Stored data:

PR #572, opened 2021-10-15
Mrc 2669 Getter to filter warnings from hintr

carbowizzy:
This PR adds warnings returned from hintr to root getters. 

* warnings getter accepts stepName as parameter, aggregates and returns warnings relating to the given steps.
* warnings can be used in relevant warning UI components.

## Type of version change
_Delete as appropriate_

Minor

## Checklist

### DIFF
--- a/src/app/static/src/app/root.ts
+++ b/src/app/static/src/app/root.ts
@@ -80,7 +80,7 @@ export interface WarningsState {
 
 export enum STEPS  {
     modelOptions = "model_options",
-    modelFit = "model_fit",
+    modelRun = "model_fit",
     modelCalibrate = "model_calibrate",
     reviewOutput = "review_output",
     downloadResult = "download_results"
--- a/src/app/static/src/app/root.ts
+++ b/src/app/static/src/app/root.ts
@@ -78,6 +78,14 @@ export interface WarningsState {
     warnings: Warning[]
 }
 
+export enum STEPS  {
+    modelOptions = "model_options",
+    modelFit = "model_fit",
+    modelCalibrate = "model_calibrate",
+    reviewOutput = "review_output",
+    downloadResult = "download_results"
+}
+
 const persistState = (store: Store<RootState>): void => {
     store.subscribe((mutation: MutationPayload, state: RootState) => {
         console.log(mutation.type);
--- a/src/app/static/src/app/store/root/getters.ts
+++ b/src/app/static/src/app/store/root/getters.ts
@@ -1,12 +1,32 @@
 import {RootState} from "../../root";
 import {Getter, GetterTree} from "vuex";
+import {Warning} from "../../generated";
 
 interface RootGetters {
     isGuest: Getter<RootState, RootState>
+    warnings: Getter<RootState, RootState>
 }
 
 export const getters: RootGetters & GetterTree<RootState, RootState> = {
     isGuest: (state: RootState, getters: any) => {
         return state.currentUser == "guest";
+    },
+
+    warnings: (getters: any, rootGetters: any, rootState: RootState) => (stepName: string) => {
+
+        const warnings = {
+            modelOptions: rootState.modelOptions.warnings,
+            modelRun: rootState.modelRun.warnings,
+            modelCalibrate: rootState.modelCalibrate.warnings
+        }
+
+        const filterWarnings = (warnings: Warning[], stepName: string) =>
+            warnings.filter(warning => !!warning.locations.find(location => location === stepName))
+
+        return {
+            modelOptions: filterWarnings(warnings.modelOptions, stepName),
+            modelRun: filterWarnings(warnings.modelRun, stepName),
+            modelCalibrate: filterWarnings(warnings.modelCalibrate, stepName)
+        }
     }
 };
--- a/src/app/static/src/tests/root/getters.test.ts
+++ b/src/app/static/src/tests/root/getters.test.ts
@@ -1,0 +1,46 @@
+import {mockModelCalibrateState, mockModelOptionsState, mockModelRunState, mockRootState} from "../mocks";
+import {getters} from "../../app/store/root/getters";
+import {Warning} from "../../app/generated";
+import {STEPS} from "../../app/root";
+
+describe(`root getters`, () => {
+
+    const warning: Warning[] = [
+        {text: "model option test", locations: ["model_options"]},
+        {text: "model calibrate test", locations: ["model_calibrate"]},
+        {text: "model run test", locations: ["model_fit"]}
+    ]
+
+    const testState = () => {
+        return mockRootState({
+            modelOptions: mockModelOptionsState({warnings: warning}),
+            modelRun: mockModelRunState({warnings: warning}),
+            modelCalibrate: mockModelCalibrateState({warnings: warning})
+        })
+    }
+
+    it(`can get model run warnings`, () => {
+        const rootState = testState()
+
+        const warn = getters.warnings(rootState, null, testState() as any, null)
+        const result = warn(STEPS.modelRun).modelRun
+        expect(result).toEqual([{text: "model run test", locations: [STEPS.modelRun]}])
+    })
+
+    it(`can get model calibrate warnings`, () => {
+        const rootState = testState()
+
+        const warn = getters.warnings(rootState, null, testState() as any, null)
+        const result = warn(STEPS.modelCalibrate).modelCalibrate
+        expect(result).toEqual([{text: "model calibrate test", locations: [STEPS.modelCalibrate]}])
+    })
+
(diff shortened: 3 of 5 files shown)


src/app/static/src/app/root.ts
```diff
@@ -78,6 +78,14 @@ export interface WarningsState {
     warnings: Warning[]
 }
 
+export enum STEPS  {
```
EmmaLRussell, line 81: We generally use pascal case rather than all caps for enums e.g. Language, LanguageMutation.

I guess we need this enum because it matches the 'locations' in the responses from hintr, which don't quite match the textKeys of the stepper steps?

src/app/static/src/tests/root/getters.test.ts
```diff
@@ -0,0 +1,46 @@
+import {mockModelCalibrateState, mockModelOptionsState, mockModelRunState, mockRootState} from "../mocks";
+import {getters} from "../../app/store/root/getters";
+import {Warning} from "../../app/generated";
+import {STEPS} from "../../app/root";
+
+describe(`root getters`, () => {
+
+    const warnings: Warning[] = [
```
EmmaLRussell, line 8: I think these would be slightly better tests if the mock state modules did not have identical warning arrays, so that we could test that warnings from each of the origins is being sourced correctly. 

Could we also include tests for warnings to be displayed on a step other than the origin e.g. show model options warning on model_fit or on review_output.

src/app/static/src/app/hintVersion.ts
```diff
@@ -1 +1 @@
-export const currentHintVersion = "1.56.2";
+export const currentHintVersion = "1.57.0";
```
EmmaLRussell, line 1: I don't think we actually need to update the version where there is a non-behavioural change like this one, but it doesn't really matter.

src/app/static/src/app/store/root/getters.ts
```diff
@@ -1,12 +1,32 @@
...
     isGuest: Getter<RootState, RootState>
+    warnings: Getter<RootState, RootState>
 }
 
 export const getters: RootGetters & GetterTree<RootState, RootState> = {
     isGuest: (state: RootState, getters: any) => {
         return state.currentUser == "guest";
+    },
+
+    warnings: (getters: any, rootGetters: any, rootState: RootState) => (stepName: string) => {
```
mwoodbri, line 15: This function signature doesn't match definition `Getter<S, R> = (state: S, getters: any, rootState: R, rootGetters: any) => any`. You've gotten away with it due to the way you've structured the tests but suggest the following which is both correct, and consistent with `isGuest`:
```suggestion
    warnings: (state: RootState, getters: any) => (stepName: string) => {
```

src/app/static/src/app/store/root/getters.ts
```diff
@@ -1,12 +1,32 @@
...
+            modelOptions: rootState.modelOptions.warnings,
+            modelRun: rootState.modelRun.warnings,
+            modelCalibrate: rootState.modelCalibrate.warnings
+        }
+
+        const filterWarnings = (warnings: Warning[], stepName: string) =>
+            warnings.filter(warning => !!warning.locations.find(location => location === stepName))
+
+        return {
+            modelOptions: filterWarnings(warnings.modelOptions, stepName),
```
mwoodbri, line 27: You could do the following, avoiding the definition of the `warnings` object entirely (and therefore also the clash of variable names inside `filterWarnings`):
```suggestion
            modelOptions: filterWarnings(state.modelOptions.warnings, stepName),
```

src/app/static/src/tests/root/getters.test.ts
```diff
@@ -0,0 +1,78 @@
...
+            modelRun: mockModelRunState({warnings: modelRunWarnings}),
+            modelCalibrate: mockModelCalibrateState({warnings: calibrateWarnings})
+        })
+    }
+
+    it(`can get modelRun warnings when on model run step`, () => {
+        const rootState = testState()
+
+        const warn = getters.warnings(rootState, null, testState() as any, null)
+        const result = warn(Steps.modelRun).modelRun
```
mwoodbri, line 32: Personally I'd find the tests easier to read if variables where renamed as follows, but not a huge deal:
```suggestion
        const getter = getters.warnings(rootState, null, testState() as any, null)
        const warnings = warn(Steps.modelRun).modelRun
```

src/app/static/src/app/store/root/getters.ts
```diff
@@ -1,12 +1,32 @@
...
+    warnings: (getters: any, rootGetters: any, rootState: RootState) => (stepName: string) => {
+
+        const warnings = {
+            modelOptions: rootState.modelOptions.warnings,
+            modelRun: rootState.modelRun.warnings,
+            modelCalibrate: rootState.modelCalibrate.warnings
+        }
+
+        const filterWarnings = (warnings: Warning[], stepName: string) =>
+            warnings.filter(warning => !!warning.locations.find(location => location === stepName))
```
mwoodbri, line 24: Doesn't `.find()` always return a boolean?
```suggestion
            warnings.filter(warning => warning.locations.find(location => location === stepName))
```

src/app/static/src/app/store/root/getters.ts
```diff
@@ -1,12 +1,32 @@
...
+
+    warnings: (getters: any, rootGetters: any, rootState: RootState) => (stepName: string) => {
+
+        const warnings = {
+            modelOptions: rootState.modelOptions.warnings,
+            modelRun: rootState.modelRun.warnings,
+            modelCalibrate: rootState.modelCalibrate.warnings
+        }
+
+        const filterWarnings = (warnings: Warning[], stepName: string) =>
```
mwoodbri, line 23: This doesn't feel right to me - I think this function should accept a `stepName` (as implied by the argument's name!) rather than the name of a location. Then the `enum` could be private to this file/function.

Therefore, callers of this getter would specify the name of the step (e.g. `modelOptions`), the getter would look up the corresponding location (i.e. `model_options`), find all the warnings that specify that location, and return them.

src/app/static/src/app/root.ts
```diff
@@ -78,6 +78,14 @@ export interface WarningsState {
     warnings: Warning[]
 }
 
+export enum Steps  {
```
mwoodbri, line 81: Feels like this should be a map of location to step, not an enum mapping step to location (see comment below).

src/app/static/src/app/store/root/getters.ts
carbowizzy: I struggle to understand your preference here, the function works perfectly well as intended. 

Caller of the getter can make a call such as `getters.warnings(Steps.modelOptions)`

carbowizzy: The enum lives in root state, this implementation is for root module. That's not external. It is also reused in tests.

mwoodbri: I did look at that, but thought (maybe incorrectly) they were translation keys and therefore not the most appropriate. And I assumed (again incorrectly?) that the warnings component would be embedded in the relevant steps rather than the stepper itself, and the step would know its name rather than `textKey`!

EmmaLRussell: That sounds good to me.

EmmaLRussell:
> Per [this comment](https://github.com/mrc-ide/hint/pull/572/files#r732502356), suggestion is remove changes to `root.ts` and instead do mapping from step name to location within `getters.ts`. This will simplify invocation of getter from `Stepper.vue` - it will just pass in existing `textValue` value rather than location ([mrc-2671](https://mrc-ide.myjetbrains.com/youtrack/issue/mrc-2671)).

I haven't tested this, but it might look a bit like this: 
```
const warningStepLocationMapping: Dict<string> = {
    modelOptions: "model_options",
    fitModel: "model_fit",
    calibrateModel: "model_calibrate",
    reviewOutput: "review_output",
    downloadResults: "download_results"
};

export const getters: RootGetters & GetterTree<RootState, RootState> = {
    isGuest: (state: RootState, getters: any) => {
        return state.currentUser == "guest";
    },

    warnings: (state: RootState) => (stepName: string) => {
        const filterWarnings = (warnings: Warning[], stepLocation?: string) =>
            stepLocation ?
                warnings.filter(warning => warning.locations.some(location => location === stepLocation)) :
                [];

        const location = warningStepLocationMapping[stepName];

        return {
            modelOptions: filterWarnings(state.modelOptions.warnings, location),
            modelRun: filterWarnings(state.modelRun.warnings, location),
            modelCalibrate: filterWarnings(state.modelCalibrate.warnings, location)
        }
    }
};
```

EmmaLRussell (approved):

PROBLEM REQUIREMENTS:
Go through the data and gather every line that holds "carbowizzy".

RESPONSE TO THE EXERCISE:
carbowizzy:
carbowizzy: I struggle to understand your preference here, the function works perfectly well as intended. 
carbowizzy: The enum lives in root state, this implementation is for root module. That's not external. It is also reused in tests.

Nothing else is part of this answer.